→ Stored data
********************

PR #4008, opened 2021-12-06
Fix race condition when annotations are deleted before anchoring

esanzgar:
`deleteAnnotation` RPC event can be triggered before `loadAnnotations`.
This is a race condition in which annotations are asked to be deleted in
the `sidebar` frame before the `guest` frame finishes to anchor the
annotations.

This problem is avoided by maintaining one additional set which tracks
the annotations that should be in the page. This can be updated 1) when
an annotation is received, just before it is anchored and 2) when an
annotation is detached. After anchoring completes, the logic can check
if the annotation should still be present in the page and skip saving
the anchor if not.

Solution from here:
https://github.com/hypothesis/client/pull/4007#discussion_r763971360

### DIFF
--- a/src/annotator/test/guest-test.js
+++ b/src/annotator/test/guest-test.js
@@ -51,6 +51,14 @@ describe('Guest', () => {
     return guest;
   };
 
+  const emitSidebarEvent = (event, ...args) => {
+    for (let [evt, fn] of fakeBridge.on.args) {
+      if (event === evt) {
+        fn(...args);
+      }
+    }
+  };
+
   beforeEach(() => {
     guests = [];
     highlighter = {
@@ -195,14 +203,6 @@ describe('Guest', () => {
   });
 
   describe('events from sidebar frame', () => {
-    const emitSidebarEvent = (event, ...args) => {
-      for (let [evt, fn] of fakeBridge.on.args) {
-        if (event === evt) {
-          fn(...args);
-        }
-      }
-    };
-
     describe('on "focusAnnotations" event', () => {
       it('focuses any annotations with a matching tag', () => {
         const highlight0 = document.createElement('span');
@@ -1105,6 +1105,21 @@ describe('Guest', () => {
         anchors[0].highlights,
         true
       );
+    });
+
+    it('prevents saving of annotations that are deleted while been anchored', async () => {
+      const guest = createGuest();
+      const annotation = {
+        $tag: 'tag1',
+        target: [{ selector: [{ type: 'TextQuoteSelector', exact: 'hello' }] }],
+      };
+      fakeIntegration.anchor.resolves(range);
+
+      emitSidebarEvent('loadAnnotations', [annotation]);
+      emitSidebarEvent('deleteAnnotation', annotation.$tag);
+      await delay(0);
+
+      assert.lengthOf(guest.anchors, 0);
     });
   });
 
--- a/src/annotator/guest.js
+++ b/src/annotator/guest.js
@@ -165,6 +165,12 @@ export default class Guest {
      */
     this.anchors = [];
 
+    /**
+     * Tags of annotations that are currently anchored or being anchored in
+     * the guest.
+     */
+    this._annotations = /** @type {Set<string>} */ (new Set());
+
     // Set the frame identifier if it's available.
     // The "top" guest instance will have this as null since it's in a top frame not a sub frame
     /** @type {string|null} */
@@ -527,11 +533,19 @@ export default class Guest {
     // Remove existing anchors for this annotation.
     this.detach(annotation.$tag, false /* notify */);
 
+    this._annotations.add(annotation.$tag);
+
     // Resolve selectors to ranges and insert highlights.
     if (!annotation.target) {
       annotation.target = [];
     }
     const anchors = await Promise.all(annotation.target.map(locate));
+
+    // If the annotation was removed while anchoring, don't save the anchors.
+    if (!this._annotations.has(annotation.$tag)) {
+      return [];
+    }
+
     for (let anchor of anchors) {
       highlight(anchor);
     }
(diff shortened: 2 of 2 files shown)


robertknight (commented):
I suggested a change of approach in the previous PR in this series which will impact on this one, depending on the final solution we land on there.

One thing I note about both this PR and the previous one is that we are relying on the assumption that tags will not be reused within a session, even for the same annotation (if it is loaded in the sidebar, unloaded and later re-loaded again). This is currently the case, but not called out in the `AnnotationData` typedef or the code that generates tag values. We should make that clearer.

esanzgar:
> One thing I note about both this PR and the previous one is that we are relying on the assumption that tags will not be reused within a session, even for the same annotation (if it is loaded in the sidebar, unloaded and later re-loaded again).

Yes, I was relying on the assumption that an annotation's `$tag` uniquely identifies a set of anchors. If that's not the case, or if we have plans to change this in the future, we should device a different system to pass information between the sidebar and host.

The opposite is true: it is currently not clear from any comment or typedef of that tags should/could be reused.

src/annotator/test/guest-test.js
```diff
@@ -420,15 +420,18 @@ describe('Guest', () => {
     });
 
     describe('on "deleteAnnotation" event', () => {
-      it('detaches annotation', () => {
+      it('prevents saving of annotations that are currently anchoring', async () => {
```
esanzgar, line 423:
```suggestion
      it('prevents saving of annotations deleted while been anchored', async () => {
```

src/annotator/test/guest-test.js
```diff
@@ -420,15 +420,18 @@ describe('Guest', () => {
...
         const guest = createGuest();
-        const callback = sinon.stub();
-        guest._emitter.subscribe('anchorsChanged', callback);
+        const ann = { target: [], uri: 'uri', $tag: 'tag1' };
 
-        emitSidebarEvent('deleteAnnotation', 'tag1');
+        emitSidebarEvent('loadAnnotations', [ann]);
+        emitSidebarEvent('deleteAnnotation', ann.$tag);
```
esanzgar, line 428: Deleting this line test passes, so this is not ideal.

esanzgar, line 428: If you invert both lines the test should not pass.

I think there is a caveat to this solution: if the deletion of the annotation happens _before_ the loading the annotation will be anchored. This solution works if the deletion happens _while_ the anchoring is taking place.

esanzgar:
This solution takes care of a possible deletion of annotation between these lines:

https://github.com/hypothesis/client/blob/715856835a1d965a8c7fb3578a12c10b0aaf5193/src/annotator/guest.js#L536-L545

In line 542, the `locate` method is invoke asynchronously. Therefore, it is possible that an annotation is deleted that removes the `$tag` in `this._annotation` (check in line 545) even thought it was added in line 536.

However, this solution doesn't take into consideration the async execution of the `Guest#anchor` method in this line:

https://github.com/hypothesis/client/blob/715856835a1d965a8c7fb3578a12c10b0aaf5193/src/annotator/guest.js#L421

It is not impossible for an annotation to be deleted between `Guest#anchor` executions.

src/annotator/test/guest-test.js
robertknight: Either of these works for me.

src/annotator/test/guest-test.js
robertknight: > Depending of how the browser decides to execute the waiting anchoring tasks the race condition could still persist.

The code looks safe at present. `this.anchor` is called synchronously for all annotations in the `loadAnnotations` event handler in `Guest`. This event handler is in turn called in response to our code (PortRPC) receiving a message via a MessagePort. The MessagePort in turn will deliver events in the other they were posted by the sending frame. As long as the sidebar calls `loadAnnotations` before `deleteAnnotation`, everything should work.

********************

→ Work item
A word-for-word copy of the data above is the goal, so set it all down again.

→ Task response
PR #4008, opened 2021-12-06
Fix race condition when annotations are deleted before anchoring

esanzgar:
`deleteAnnotation` RPC event can be triggered before `loadAnnotations`.
This is a race condition in which annotations are asked to be deleted in
the `sidebar` frame before the `guest` frame finishes to anchor the
annotations.

This problem is avoided by maintaining one additional set which tracks
the annotations that should be in the page. This can be updated 1) when
an annotation is received, just before it is anchored and 2) when an
annotation is detached. After anchoring completes, the logic can check
if the annotation should still be present in the page and skip saving
the anchor if not.

Solution from here:
https://github.com/hypothesis/client/pull/4007#discussion_r763971360

### DIFF
--- a/src/annotator/test/guest-test.js
+++ b/src/annotator/test/guest-test.js
@@ -51,6 +51,14 @@ describe('Guest', () => {
     return guest;
   };
 
+  const emitSidebarEvent = (event, ...args) => {
+    for (let [evt, fn] of fakeBridge.on.args) {
+      if (event === evt) {
+        fn(...args);
+      }
+    }
+  };
+
   beforeEach(() => {
     guests = [];
     highlighter = {
@@ -195,14 +203,6 @@ describe('Guest', () => {
   });
 
   describe('events from sidebar frame', () => {
-    const emitSidebarEvent = (event, ...args) => {
-      for (let [evt, fn] of fakeBridge.on.args) {
-        if (event === evt) {
-          fn(...args);
-        }
-      }
-    };
-
     describe('on "focusAnnotations" event', () => {
       it('focuses any annotations with a matching tag', () => {
         const highlight0 = document.createElement('span');
@@ -1105,6 +1105,21 @@ describe('Guest', () => {
         anchors[0].highlights,
         true
       );
+    });
+
+    it('prevents saving of annotations that are deleted while been anchored', async () => {
+      const guest = createGuest();
+      const annotation = {
+        $tag: 'tag1',
+        target: [{ selector: [{ type: 'TextQuoteSelector', exact: 'hello' }] }],
+      };
+      fakeIntegration.anchor.resolves(range);
+
+      emitSidebarEvent('loadAnnotations', [annotation]);
+      emitSidebarEvent('deleteAnnotation', annotation.$tag);
+      await delay(0);
+
+      assert.lengthOf(guest.anchors, 0);
     });
   });
 
--- a/src/annotator/guest.js
+++ b/src/annotator/guest.js
@@ -165,6 +165,12 @@ export default class Guest {
      */
     this.anchors = [];
 
+    /**
+     * Tags of annotations that are currently anchored or being anchored in
+     * the guest.
+     */
+    this._annotations = /** @type {Set<string>} */ (new Set());
+
     // Set the frame identifier if it's available.
     // The "top" guest instance will have this as null since it's in a top frame not a sub frame
     /** @type {string|null} */
@@ -527,11 +533,19 @@ export default class Guest {
     // Remove existing anchors for this annotation.
     this.detach(annotation.$tag, false /* notify */);
 
+    this._annotations.add(annotation.$tag);
+
     // Resolve selectors to ranges and insert highlights.
     if (!annotation.target) {
       annotation.target = [];
     }
     const anchors = await Promise.all(annotation.target.map(locate));
+
+    // If the annotation was removed while anchoring, don't save the anchors.
+    if (!this._annotations.has(annotation.$tag)) {
+      return [];
+    }
+
     for (let anchor of anchors) {
       highlight(anchor);
     }
(diff shortened: 2 of 2 files shown)


robertknight (commented):
I suggested a change of approach in the previous PR in this series which will impact on this one, depending on the final solution we land on there.

One thing I note about both this PR and the previous one is that we are relying on the assumption that tags will not be reused within a session, even for the same annotation (if it is loaded in the sidebar, unloaded and later re-loaded again). This is currently the case, but not called out in the `AnnotationData` typedef or the code that generates tag values. We should make that clearer.

esanzgar:
> One thing I note about both this PR and the previous one is that we are relying on the assumption that tags will not be reused within a session, even for the same annotation (if it is loaded in the sidebar, unloaded and later re-loaded again).

Yes, I was relying on the assumption that an annotation's `$tag` uniquely identifies a set of anchors. If that's not the case, or if we have plans to change this in the future, we should device a different system to pass information between the sidebar and host.

The opposite is true: it is currently not clear from any comment or typedef of that tags should/could be reused.

src/annotator/test/guest-test.js
```diff
@@ -420,15 +420,18 @@ describe('Guest', () => {
     });
 
     describe('on "deleteAnnotation" event', () => {
-      it('detaches annotation', () => {
+      it('prevents saving of annotations that are currently anchoring', async () => {
```
esanzgar, line 423:
```suggestion
      it('prevents saving of annotations deleted while been anchored', async () => {
```

src/annotator/test/guest-test.js
```diff
@@ -420,15 +420,18 @@ describe('Guest', () => {
...
         const guest = createGuest();
-        const callback = sinon.stub();
-        guest._emitter.subscribe('anchorsChanged', callback);
+        const ann = { target: [], uri: 'uri', $tag: 'tag1' };
 
-        emitSidebarEvent('deleteAnnotation', 'tag1');
+        emitSidebarEvent('loadAnnotations', [ann]);
+        emitSidebarEvent('deleteAnnotation', ann.$tag);
```
esanzgar, line 428: Deleting this line test passes, so this is not ideal.

esanzgar, line 428: If you invert both lines the test should not pass.

I think there is a caveat to this solution: if the deletion of the annotation happens _before_ the loading the annotation will be anchored. This solution works if the deletion happens _while_ the anchoring is taking place.

esanzgar:
This solution takes care of a possible deletion of annotation between these lines:

https://github.com/hypothesis/client/blob/715856835a1d965a8c7fb3578a12c10b0aaf5193/src/annotator/guest.js#L536-L545

In line 542, the `locate` method is invoke asynchronously. Therefore, it is possible that an annotation is deleted that removes the `$tag` in `this._annotation` (check in line 545) even thought it was added in line 536.

However, this solution doesn't take into consideration the async execution of the `Guest#anchor` method in this line:

https://github.com/hypothesis/client/blob/715856835a1d965a8c7fb3578a12c10b0aaf5193/src/annotator/guest.js#L421

It is not impossible for an annotation to be deleted between `Guest#anchor` executions.

src/annotator/test/guest-test.js
robertknight: Either of these works for me.

src/annotator/test/guest-test.js
robertknight: > Depending of how the browser decides to execute the waiting anchoring tasks the race condition could still persist.

The code looks safe at present. `this.anchor` is called synchronously for all annotations in the `loadAnnotations` event handler in `Guest`. This event handler is in turn called in response to our code (PortRPC) receiving a message via a MessagePort. The MessagePort in turn will deliver events in the other they were posted by the sending frame. As long as the sidebar calls `loadAnnotations` before `deleteAnnotation`, everything should work.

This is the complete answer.